Why Malawi? It’s the Warmth of the heart
What makes this slogan, the warm heart of Africa so successful is its surprising truth. Not that Malawi is geographically quite at the heart of Africa, but that its people epitomise all the gentle, joyful, forgiving and laughter-filed traits of Africans. The people of Malawi are the warmth at the heart.
Malawi is not a wealthy country but there are riches in the people. These are the most polite, patient and friendly folk the visitor is very likely to meet. Their peace loving nature fosters a need to please, and often their personal sensitivity towards a stranger makes them seem almost psychic. As crowd, their sense of humour overcomes our sensitivity and a discomforting moment, like a collapsing chair, is greeted with joyful hilarity. They might have invented retail therapy, since buying and selling is, to them, not so much an economic exchange as an essential social transaction.
Malawi, in fact, seems to straddle time. In rural areas life continues as much as it did centuries ago: the men will hunt perhaps, or fish; women will draw water, hoe the fields, pound grain or cassava into meal, gather indigenous plants for relishes or cure. If there is too little to go around, as is increasingly the case, the men will go in search of work, and come face to face with the other urban and very modern Malawi.

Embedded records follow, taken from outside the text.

PR #586, opened 2017-08-14
Refactor TxHistory/TxRow into logic and presentation components

go1dfish:


alexlyp:
Looks like on Regular transactions transaction detail's header area it isn't populating it correctly.  It's showing a green ticket then no words.  On master it shows the grey wallet icon and the amount sent/received/transferred

PR #587, opened 2017-08-14
Refactor/Split AccountsPage into logic/presentation components

go1dfish:


alexlyp:
Looks fine, but the ordering of the accounts on the page is now backwards.

Default should always be at the top (0) and imported(max account num) should be at the bottom

Issue #588, opened 2017-08-14
Proposal: Spending Accounts, Staking Account and Governance


go1dfish:
(This proposal is still somewhat of a work in progress and feedback is appreciated)

We should split the "Tickets" page of decrediton into "Staking Account" and "Governance" pages.

The existing "Accounts" page would become "Spending Accounts".

This should not require any protocol, consensus or voting changes,
simply abstracting away the underlying mechanisms in a simpler way to the common user.

Implementation wise the auto ticket buyer will always active for this logical "staking account"
and withdrawals will be achieved by internally adjusting the minimum available balance.

The user experience becomes a deposit into this logical account with a recommended/required minimum
(the current ticket price).

A blockchain transaction for this "deposit" is not necessary, but may be beneficial for consistent
user experience and display in transaction history.

The staking account page should describe staking in purely financial terms.

Governance should be moved to a separate page, and this more advanced page should describe
the relationship between staking (account) and voting/tickets, as well as linking the user to
detailed documentation/videos.

Requirements for Staking Account page:

- [ ] Calculate Staking account balance as locked tickets + immature rewards + available funds devoted
- [ ] Clearly warn the user that staking account funds will be irrevocably locked for up to 4 months
- [ ] Suggest a minimum effective deposit (ticket price, or ticket price - free balance?)
- [ ] Estimate Monthly/Yearly % returns based on ticket price
- [ ] Estimate variance in returns based on Staking Account Balance
- [ ] Provide a means of deposit, walk through api pool setup on first deposit
- [ ] Provide a means of withdraw (reduced ticket buying) to spending account
- [ ] Display a history of staking returns geared towards finance management and tax compliance

Requirements for Governance page:

- [x] Provide prominent display of the constitution within decrediton
- [x] Display current proposals and their status (before any staking or pool api key entry)
- [x] Allow setting proposal preferences (before any staking or pool api key entry)
- [x] Display ticket voting/purchase history potentially with more detail than Staking Account
- [ ] Describe how Decred's proof of stake governance works and the relation to the staking account

alexlyp:
I really like the direction and the though behind this proposal.  Ideally we should be trying to seperate the 2 major pieces of functionality (normal transaction processing and staking)

@linnutee any care you give some feedback to this proposal as well?

PR #626, opened 2017-08-27
Split SendPage into logic and presentation components

go1dfish:
Continuation of https://github.com/decred/decrediton/issues/588

This also improves the send page experience a bit by eliminating the full page loader that would show briefly when constructing transactions.

I still keep the send button disabled while constructing but the very brief loader felt kinda buggy IMO so I have it only show for signing/sending.


alexlyp:
Hit a few issues during testing:

1) Amount field isn't properly checking the input.  I was able to put in letters and special characters with no error being shown.  ("1.s" was accepted and a transaction was able to be constructed, it looks like it just uses whatever was in there previously.)
2) No success message on successful tx publish.

PR #631, opened 2017-08-29
Refactor GetStarted screens so that startup looks much smoother

### LINKED ISSUE #625: Startup screen UIs are inconsistent
The startup screens have inconsistent UIs, making them look bad when loaded. Here are a couple things I noticed:

* Error messages are shown for a split second when there's not really any error
* Loading icons are shown for a split second, then replaced by a new loading icon in another screen
* Inputs are displayed on some screens for a split second before it disappears
* One screen (3 and 4 in the list below) is rendered twice.

When starting Decrediton with an existing wallet in dev mode, here are the following different screens that are displayed on startup:

1. image

2. image

3. image

4. image

5. image

6. image

7. image

8. image

sndurkin:
Fixes #625

I tested this on Windows with the following flows:

1. Create wallet with generated seed
2. Create wallet with existing seed
3. Create wallet with public passphrase, then restart dcrwallet and decrediton to get the public passphrase prompt
4. Open with existing wallet
5. Open without dcrwallet running


app/actions/WalletLoaderActions.js
```diff
@@ -45,38 +45,40 @@ export function walletExistRequest() {
...
-            }
-          }
-        });
+    loader.walletExists(request, function(error, response) {
+      if (error) {
+        dispatch({ error, type: WALLETEXIST_FAILED });
+      } else {
+        dispatch({response: response, type: WALLETEXIST_SUCCESS });
+        if (response.getExists()) {
+          setTimeout(() => dispatch(openWalletAttempt("public", false)), 1000);
```
sndurkin: @alexlyp I fixed a bug here; this wasn't wrapped in a function so it's actually calling `dispatch()` immediately. Can the `setTimeout()` call be removed?

PR #642, opened 2017-09-05
Change start up procedures

alexlyp:
This PR attemps to streamline the startup procedure to let the user have more control of how the daemon and wallet start in the background.

Currently, these processes (dcrd and dcrwallet) are started in the main process of decrediton.  Now, they are signalled to start from the renderer processes (React action).  This allows us to begin making more intuitive design choices and adds flexibility to the startup procedure.  With this change, the user should be fully made aware of the syncing happening in daemon and hopefully will avoid confusion in terms of not seeing the proper balances once loaded into wallet.

In the coming releases, we can now add remote daemon and wallet solutions for users with non-default setups.


app/components/views/GetStartedPage/DaemonLoading/Form.js
```diff
@@ -0,0 +1,60 @@
...
+import ReactToolTip from "react-tooltip";
+
+const DaemonLoadingFormHeader = ({
+  startupError,
+  getDaemonStarted,
+  getCurrentBlockCount,
+}) => (
+  <Header getStarted
+    headerTitleOverview="Setting up Decrediton"
+    headerMetaOverview={getDaemonStarted ? getCurrentBlockCount == null ? "Daemon started, waiting for rpc..." : "Blockchain syncing" : "Starting daemon"}
```
sndurkin: I would capitalize "rpc" here as it's an acronym, and to be consistent with the other startup message.

app/main.development.js
```diff
@@ -175,11 +179,80 @@ const installExtensions = async () => {
...
 
+const {ipcMain} = require("electron");
+
+ipcMain.on("start-daemon", (event, arg) => {
+  if (dcrdPID) {
+    logger.log("info", "dcrd already started " + dcrwPID);
+    event.returnValue = dcrdPID;
+    return;
+  }
+  logger.log("info", "launching dcrd with " + arg);
```
sndurkin: The output for this is: `info: launching dcrd with [object Object]` so we should maybe use `JSON.stringify()` here.

app/main.development.js
```diff
@@ -175,11 +179,80 @@ const installExtensions = async () => {
...
+  event.returnValue = !daemonReady;
+});
+
+ipcMain.on("start-wallet", (event, arg) => {
+  if (dcrwPID) {
+    logger.log("info", "dcrwallet already started " + dcrwPID);
+    event.returnValue = dcrwPID;
+    return;
+  }
+  logger.log("info", "launching dcrwallet at " + arg);
```
sndurkin: Same comment as for dcrd.

app/actions/DaemonActions.js
```diff
@@ -0,0 +1,95 @@
...
+            minutesLeft = "<1";
+          }
+          var updateTimeLeftEstimate = "Estimated time remaining: " + minutesLeft + " minutes" ;
+          dispatch({currentBlockCount: parseInt(updateCurrentBlockCount), timeLeftEstimate: updateTimeLeftEstimate, type: DAEMONSYNCING_PROGRESS});
+        } else if (updateCurrentBlockCount !== 0) {
+          var time = new Date();
+          dispatch({currentBlockCount: parseInt(updateCurrentBlockCount), timeStart: time, blockStart: parseInt(updateCurrentBlockCount), type: DAEMONSYNCING_START});
+        }
+      }
+      await sleep(10000);
```
sndurkin: 10 seconds may be a little long here; I can see when dcrd starts listening and sometimes it happens right after a check.

app/main.development.js
```diff
@@ -346,8 +346,8 @@ const launchDCRWallet = () => {
 
   dcrwallet.on("close", (code) => {
     if (code !== 0) {
-      logger.log("error", "dcrwallet closed due to an error.  Check dcrd logs and contact support if the issue persists.");
-      mainWindow.webContents.executeJavaScript("alert(\"dcrwallet closed due to an error.  Check dcrd logs and contact support if the issue persists.\");");
+      logger.log("error", "dcrwallet closed due to an error.  Check dcrwalet logs and contact support if the issue persists.");
```
sndurkin: Typo

PR #644, opened 2017-09-06
Send all functionality

### LINKED ISSUE #603: Create a send all from account button
Currently it's hard for users to easily create a transaction that consumes all of the funds from an account. There should be simple way to create this transaction for users

alexlyp:
Now if a user wants to send everything from a given account then they can select Send All and then enter in the destination address.  It will then construct a transaction that will consume all utxos in the account and the user will then have to enter the private passphrase as with normal transactions.

Closes #603


go1dfish:
Testing looks good here

PR #645, opened 2017-09-07
Split Ticket Page into multiple components

go1dfish:
Stake pool interactions have not been heavily tested yet, everything else should be.

This is a continuation of https://github.com/decred/decrediton/issues/528


alexlyp:
When changing voting preference, the button should grey out when updated.  But seems to stay enabled after updating the choice and is still disabled on the original setting

Issue #133, opened 2017-01-06
Allow for graceful window resizing across various size groups


alexlyp:
Similar to bootstrap xs, sm, md, lg col grouping.  When width degrades past certain px range then re-render to accommodate new size

alexlyp:
With the incoming refactor in #528 and the reintroduction of .css we should be able to accomodate 3 different media groups, tiny, medium and extra large.

alexlyp:
@matheusd has done an initial pass for this issue, but we will still keep it open until we have done proper styling for the various sizes.

vctt94:
This is being worked with responsive views

PR #670, opened 2017-09-18
Allow redimensioning of app

### LINKED ISSUE #649: Make decredition fit smaller screen sizes
A lot of people (myself included) use laptops and monitors that are 1366x768. Due to this the Decredition application is larger than the desktop size by about 20-40 px. I would recommend making the total application shorter vertically by 40 px so that it nicely fits on those desktop sizes.

Another method would be to change what happens when you resize the application vertically. Right now when I resize the window and make it smaller the "total balance" at the bottom gets hidden, along with the "balance" and logo at the top.

matheusd:
This is the first set of improvements to allow dynamic resizing of the app's main window.

All pages have been changed to use the same set of CSS classes for the general layout, and those classes were rewritten to allow redimensioning. Most of the in-page classes also had to be modified to allow better reflow on resizing.

There are still a large number of small issues on resizing, but the app is at least usable.

Fixes #649. Works towards fixing #133.


alexlyp:
Looks really good so far.  Couple issues I see at first glance:

1) GetStarted content background is white instead of the dark blue as it is on master.
2) unit descriptor (DCR/Atoms) on send page is in front of Amount instead of behind.

I'll start to review codewise.

alexlyp:
So looks like with the addition of page-content to the DaemonLoading  makes the logo hidden and I still see some of the later steps as having a white background.

dajohi:
needs rebase.

matheusd:
There is still one last loading screen with white background (the one shown when loading transactions) but that one seems to be white on master as well (should I change that to the dark background as well)?

@alexlyp,  I don't see the logo hidden on any page. Is it hidden on a single page or on all pages for you?

alexlyp:
/home/user/git/src/github.com/decred/decrediton/app/components/views/GetStartedPage/DaemonLoading/Form.js

I inspected elements and it looks like 

        <DecredLoading hidden={!props.isProcessing} className="get-started-loading" />

is on top of 

    <div className="get-started-content-new-seed page-content">

PR #679, opened 2017-09-19
Move remaining redux connectors out of components

go1dfish:

With this PR, no redux connector logic remains in components


matheusd:
Don't know if it's just me, but it seems to have broken wallet creation. I get a TypeError on the console.

alexlyp:
Same result for me on wallet creation

matheusd:
Seems ok now

PR #1039, opened 2017-12-31
adding a desktop file to make it easy to launch decrediton on Linux

druonysus:


matheusd:
Thank you for the PR!

Did you test both the .deb and .rpm installers? Is this `.destkop` supposed to get automatically installed? Couldn't find the electron/electron-builder API that specifies where the .desktop should live on the source  tree.

druonysus:
you could package this .desktop file in a Linux package, be it .deb or .rpm. This is a [freedesktop.org standard](https://specifications.freedesktop.org/desktop-entry-spec/desktop-entry-spec-latest.html)

druonysus:
the desktop software on my openSUSE machines have .dekstop files that get installed in `/usr/share/applications/`... I think this the same for other distributions too, but I haven't verified this.

PR #1059, opened 2018-01-08
Maintain selected stakepool state and remove stakepool

### LINKED ISSUE #1058: Decrediton resets selected stake pool when multiple pools are configured
Decrediton version 1.1.3

Repro:
1) Have multiple stakepools configured. 
2) In Tickets tab, choose non-first pool to be used to buytickets 
3) Navigating to a different tab than Tickets (i.e. Overview) 
4) Navigate back to Tickets tab
5) Observe that the selected pool is different than the pool chosen in step 1. The selected pool appears to be reverted to the first pool on the list.

Also, Decredition does not allow to remove a stake pool configuration, so a workaround of removing all pools except one is not possible.

matheusd:
Fix #1058 

This adds the following changes:
- Move selected stakepool into global state so it is maintained between tab/page changes
- Add a remove stakepool button into the the stakepool list
- Add a DangerButton to be used in remove operations
- Add ConfirmModal to be used in operations that need confirmation but not necessarily the passphrase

Malawi’s loveliness touches the heart. Landlocked and isolated by rugged terrain, it has a balmy year-round climate and wonderfully fertile and productive land. It once had tall forests of beautiful trees as far as the eye could see, and the lake was a magic pot producing endless quantities of fish and fresh water. Its very isolation afforded some protection. It was a fecund, flourishing little paradise, and in many ways, it still is.
But in the meantime, Malawi remains a mostly undiscovered African jewel. The name is said to refer to “reflected light”. Some feel this means the burning light from the lake, some feel it’s the reflected fire of dawn.
Dawn and dusk do coax magical reflections from the clouds, especially over the gently breathing swell of the lake. Towering meringues of apricot and peach, shot with lilac mother-of-pearl, or molten rivers of volcano red and tongues of orange fire lies across strata of banked cloud, the shifting mirror of water a deepening echo of splendour. In the hazy midday, when the mountains of Mozambique or Tanzania melt into the misty sky and the water fades away, lake, sky, and earth are one seamless continuum, a dreamlike whole. Reality shudders in the heat-haze. Malawi itself seems as ephemeral as reflected light, and how you respond to it reflects yourself.